* EXTRACTED MATERIAL
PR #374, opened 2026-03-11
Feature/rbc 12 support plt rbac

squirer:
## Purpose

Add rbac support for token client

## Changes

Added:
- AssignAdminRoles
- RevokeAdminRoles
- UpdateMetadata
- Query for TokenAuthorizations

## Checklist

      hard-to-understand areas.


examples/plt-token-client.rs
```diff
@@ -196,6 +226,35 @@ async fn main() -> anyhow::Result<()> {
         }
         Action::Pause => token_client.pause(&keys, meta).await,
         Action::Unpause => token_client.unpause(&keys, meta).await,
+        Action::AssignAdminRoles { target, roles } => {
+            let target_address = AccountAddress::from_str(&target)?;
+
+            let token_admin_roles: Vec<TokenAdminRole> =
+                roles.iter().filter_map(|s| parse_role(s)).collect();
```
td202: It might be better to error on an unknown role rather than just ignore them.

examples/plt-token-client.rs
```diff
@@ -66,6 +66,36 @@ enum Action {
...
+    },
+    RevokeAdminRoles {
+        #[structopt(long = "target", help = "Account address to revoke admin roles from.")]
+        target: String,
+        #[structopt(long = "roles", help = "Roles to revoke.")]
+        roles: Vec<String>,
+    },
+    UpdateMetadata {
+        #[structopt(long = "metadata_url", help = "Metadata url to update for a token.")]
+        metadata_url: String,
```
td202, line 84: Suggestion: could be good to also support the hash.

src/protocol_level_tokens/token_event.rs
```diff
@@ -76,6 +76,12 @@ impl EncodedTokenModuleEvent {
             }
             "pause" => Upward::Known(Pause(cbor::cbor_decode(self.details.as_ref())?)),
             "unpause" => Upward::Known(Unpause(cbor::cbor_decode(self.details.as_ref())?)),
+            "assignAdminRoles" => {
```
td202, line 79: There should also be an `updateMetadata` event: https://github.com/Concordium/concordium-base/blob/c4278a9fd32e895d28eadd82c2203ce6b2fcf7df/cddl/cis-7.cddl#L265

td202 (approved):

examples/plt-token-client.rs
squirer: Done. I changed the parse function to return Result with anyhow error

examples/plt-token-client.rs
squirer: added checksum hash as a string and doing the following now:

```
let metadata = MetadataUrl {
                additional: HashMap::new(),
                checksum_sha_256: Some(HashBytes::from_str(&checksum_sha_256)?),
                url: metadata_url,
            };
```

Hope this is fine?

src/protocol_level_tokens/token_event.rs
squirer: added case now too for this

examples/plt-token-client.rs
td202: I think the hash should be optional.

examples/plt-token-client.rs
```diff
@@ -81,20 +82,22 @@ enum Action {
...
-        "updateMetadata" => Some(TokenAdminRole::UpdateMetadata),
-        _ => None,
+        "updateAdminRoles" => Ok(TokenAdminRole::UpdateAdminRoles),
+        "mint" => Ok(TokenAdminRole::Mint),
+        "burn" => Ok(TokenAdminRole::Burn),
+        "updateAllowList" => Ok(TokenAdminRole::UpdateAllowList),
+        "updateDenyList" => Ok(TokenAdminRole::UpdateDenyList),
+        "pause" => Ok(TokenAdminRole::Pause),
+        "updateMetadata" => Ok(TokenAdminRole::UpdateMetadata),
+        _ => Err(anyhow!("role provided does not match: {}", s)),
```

* WORK ITEM
Copy every line that appears above, with each word kept as it is.

* COMPLETED EXERCISE
PR #374, opened 2026-03-11
Feature/rbc 12 support plt rbac

squirer:
## Purpose

Add rbac support for token client

## Changes

Added:
- AssignAdminRoles
- RevokeAdminRoles
- UpdateMetadata
- Query for TokenAuthorizations

## Checklist

      hard-to-understand areas.


examples/plt-token-client.rs
```diff
@@ -196,6 +226,35 @@ async fn main() -> anyhow::Result<()> {
         }
         Action::Pause => token_client.pause(&keys, meta).await,
         Action::Unpause => token_client.unpause(&keys, meta).await,
+        Action::AssignAdminRoles { target, roles } => {
+            let target_address = AccountAddress::from_str(&target)?;
+
+            let token_admin_roles: Vec<TokenAdminRole> =
+                roles.iter().filter_map(|s| parse_role(s)).collect();
```
td202: It might be better to error on an unknown role rather than just ignore them.

examples/plt-token-client.rs
```diff
@@ -66,6 +66,36 @@ enum Action {
...
+    },
+    RevokeAdminRoles {
+        #[structopt(long = "target", help = "Account address to revoke admin roles from.")]
+        target: String,
+        #[structopt(long = "roles", help = "Roles to revoke.")]
+        roles: Vec<String>,
+    },
+    UpdateMetadata {
+        #[structopt(long = "metadata_url", help = "Metadata url to update for a token.")]
+        metadata_url: String,
```
td202, line 84: Suggestion: could be good to also support the hash.

src/protocol_level_tokens/token_event.rs
```diff
@@ -76,6 +76,12 @@ impl EncodedTokenModuleEvent {
             }
             "pause" => Upward::Known(Pause(cbor::cbor_decode(self.details.as_ref())?)),
             "unpause" => Upward::Known(Unpause(cbor::cbor_decode(self.details.as_ref())?)),
+            "assignAdminRoles" => {
```
td202, line 79: There should also be an `updateMetadata` event: https://github.com/Concordium/concordium-base/blob/c4278a9fd32e895d28eadd82c2203ce6b2fcf7df/cddl/cis-7.cddl#L265

td202 (approved):

examples/plt-token-client.rs
squirer: Done. I changed the parse function to return Result with anyhow error

examples/plt-token-client.rs
squirer: added checksum hash as a string and doing the following now:

```
let metadata = MetadataUrl {
                additional: HashMap::new(),
                checksum_sha_256: Some(HashBytes::from_str(&checksum_sha_256)?),
                url: metadata_url,
            };
```

Hope this is fine?

src/protocol_level_tokens/token_event.rs
squirer: added case now too for this

examples/plt-token-client.rs
td202: I think the hash should be optional.

examples/plt-token-client.rs
```diff
@@ -81,20 +82,22 @@ enum Action {
...
-        "updateMetadata" => Some(TokenAdminRole::UpdateMetadata),
-        _ => None,
+        "updateAdminRoles" => Ok(TokenAdminRole::UpdateAdminRoles),
+        "mint" => Ok(TokenAdminRole::Mint),
+        "burn" => Ok(TokenAdminRole::Burn),
+        "updateAllowList" => Ok(TokenAdminRole::UpdateAllowList),
+        "updateDenyList" => Ok(TokenAdminRole::UpdateDenyList),
+        "pause" => Ok(TokenAdminRole::Pause),
+        "updateMetadata" => Ok(TokenAdminRole::UpdateMetadata),
+        _ => Err(anyhow!("role provided does not match: {}", s)),
```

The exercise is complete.